### EXERCISE DETAILS
Go through the records below and return each line that has "oihane" in it.

### DATA IN THIS EXERCISE
· · · · ·
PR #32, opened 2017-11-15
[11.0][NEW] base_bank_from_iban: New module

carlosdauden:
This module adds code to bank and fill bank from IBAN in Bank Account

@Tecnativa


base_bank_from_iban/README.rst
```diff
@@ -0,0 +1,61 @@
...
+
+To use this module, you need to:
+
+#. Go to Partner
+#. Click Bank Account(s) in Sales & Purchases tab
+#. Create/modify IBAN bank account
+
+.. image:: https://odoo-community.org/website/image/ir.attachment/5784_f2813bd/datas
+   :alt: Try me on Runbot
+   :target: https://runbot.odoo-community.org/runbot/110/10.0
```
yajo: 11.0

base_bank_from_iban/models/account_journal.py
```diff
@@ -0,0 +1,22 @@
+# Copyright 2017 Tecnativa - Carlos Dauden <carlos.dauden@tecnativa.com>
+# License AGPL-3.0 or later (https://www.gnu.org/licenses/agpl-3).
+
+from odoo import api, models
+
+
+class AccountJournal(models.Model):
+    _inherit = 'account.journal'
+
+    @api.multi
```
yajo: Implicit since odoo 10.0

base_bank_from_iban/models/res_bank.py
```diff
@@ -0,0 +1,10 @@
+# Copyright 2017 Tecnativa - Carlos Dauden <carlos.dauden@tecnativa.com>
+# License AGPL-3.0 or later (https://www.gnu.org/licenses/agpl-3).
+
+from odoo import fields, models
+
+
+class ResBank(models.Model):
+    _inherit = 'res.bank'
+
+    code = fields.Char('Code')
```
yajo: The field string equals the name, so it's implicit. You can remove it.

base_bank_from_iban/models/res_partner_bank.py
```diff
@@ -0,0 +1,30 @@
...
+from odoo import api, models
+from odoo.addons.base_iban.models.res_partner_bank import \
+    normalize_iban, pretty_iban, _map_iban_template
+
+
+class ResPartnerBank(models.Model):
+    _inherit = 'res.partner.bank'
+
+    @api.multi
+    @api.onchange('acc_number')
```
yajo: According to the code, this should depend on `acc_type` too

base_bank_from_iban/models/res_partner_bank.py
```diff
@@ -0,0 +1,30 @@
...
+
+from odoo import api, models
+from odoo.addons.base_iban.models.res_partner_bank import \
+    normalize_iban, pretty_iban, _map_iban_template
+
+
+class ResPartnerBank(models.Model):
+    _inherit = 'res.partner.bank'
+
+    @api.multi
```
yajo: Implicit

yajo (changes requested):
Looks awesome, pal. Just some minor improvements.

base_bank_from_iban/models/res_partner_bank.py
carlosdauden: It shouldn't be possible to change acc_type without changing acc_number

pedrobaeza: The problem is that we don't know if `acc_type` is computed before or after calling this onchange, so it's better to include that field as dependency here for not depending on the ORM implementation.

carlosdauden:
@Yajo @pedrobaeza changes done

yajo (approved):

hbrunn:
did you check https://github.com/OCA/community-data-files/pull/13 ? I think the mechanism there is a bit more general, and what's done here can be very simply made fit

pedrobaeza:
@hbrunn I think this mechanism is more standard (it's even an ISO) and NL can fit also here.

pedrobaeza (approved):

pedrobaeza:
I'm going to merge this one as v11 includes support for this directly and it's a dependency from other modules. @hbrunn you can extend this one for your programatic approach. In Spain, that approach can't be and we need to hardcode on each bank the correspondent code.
· · · · ·
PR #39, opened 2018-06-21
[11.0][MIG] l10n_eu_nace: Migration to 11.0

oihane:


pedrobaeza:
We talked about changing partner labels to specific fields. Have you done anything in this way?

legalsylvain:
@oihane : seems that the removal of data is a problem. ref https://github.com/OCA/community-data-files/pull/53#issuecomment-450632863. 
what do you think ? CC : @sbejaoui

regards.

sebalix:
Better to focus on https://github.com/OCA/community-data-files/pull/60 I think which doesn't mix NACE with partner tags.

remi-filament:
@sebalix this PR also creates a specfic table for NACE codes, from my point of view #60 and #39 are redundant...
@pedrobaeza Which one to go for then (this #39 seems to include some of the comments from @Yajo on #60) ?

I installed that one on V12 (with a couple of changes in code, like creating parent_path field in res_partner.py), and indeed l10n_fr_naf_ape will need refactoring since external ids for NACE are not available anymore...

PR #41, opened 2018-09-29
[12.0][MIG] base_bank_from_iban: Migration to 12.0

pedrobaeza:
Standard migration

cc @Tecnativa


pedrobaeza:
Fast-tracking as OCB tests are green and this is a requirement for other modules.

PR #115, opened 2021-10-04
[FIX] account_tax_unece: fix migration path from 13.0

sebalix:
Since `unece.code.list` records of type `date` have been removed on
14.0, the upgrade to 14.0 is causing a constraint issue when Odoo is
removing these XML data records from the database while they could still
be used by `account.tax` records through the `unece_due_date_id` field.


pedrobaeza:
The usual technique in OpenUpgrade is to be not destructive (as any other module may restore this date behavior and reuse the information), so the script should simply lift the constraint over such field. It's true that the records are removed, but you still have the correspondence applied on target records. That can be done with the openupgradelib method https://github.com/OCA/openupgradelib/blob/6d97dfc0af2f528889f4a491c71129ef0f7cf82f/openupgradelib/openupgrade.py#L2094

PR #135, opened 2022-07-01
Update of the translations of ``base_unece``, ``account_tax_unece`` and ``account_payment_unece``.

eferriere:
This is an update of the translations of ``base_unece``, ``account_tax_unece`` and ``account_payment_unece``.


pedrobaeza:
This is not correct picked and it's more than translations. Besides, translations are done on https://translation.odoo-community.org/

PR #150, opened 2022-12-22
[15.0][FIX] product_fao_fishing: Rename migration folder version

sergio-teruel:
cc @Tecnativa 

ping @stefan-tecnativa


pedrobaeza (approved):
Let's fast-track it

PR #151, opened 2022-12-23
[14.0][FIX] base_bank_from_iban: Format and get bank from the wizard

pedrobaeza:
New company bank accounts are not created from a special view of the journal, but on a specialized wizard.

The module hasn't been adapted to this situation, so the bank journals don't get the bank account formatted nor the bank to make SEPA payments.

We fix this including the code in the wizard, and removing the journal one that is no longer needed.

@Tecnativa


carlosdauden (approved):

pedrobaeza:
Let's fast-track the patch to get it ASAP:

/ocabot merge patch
· · · · ·
### OUTPUT OF THE TASK
oihane:
@oihane : seems that the removal of data is a problem. ref https://github.com/OCA/community-data-files/pull/53#issuecomment-450632863. 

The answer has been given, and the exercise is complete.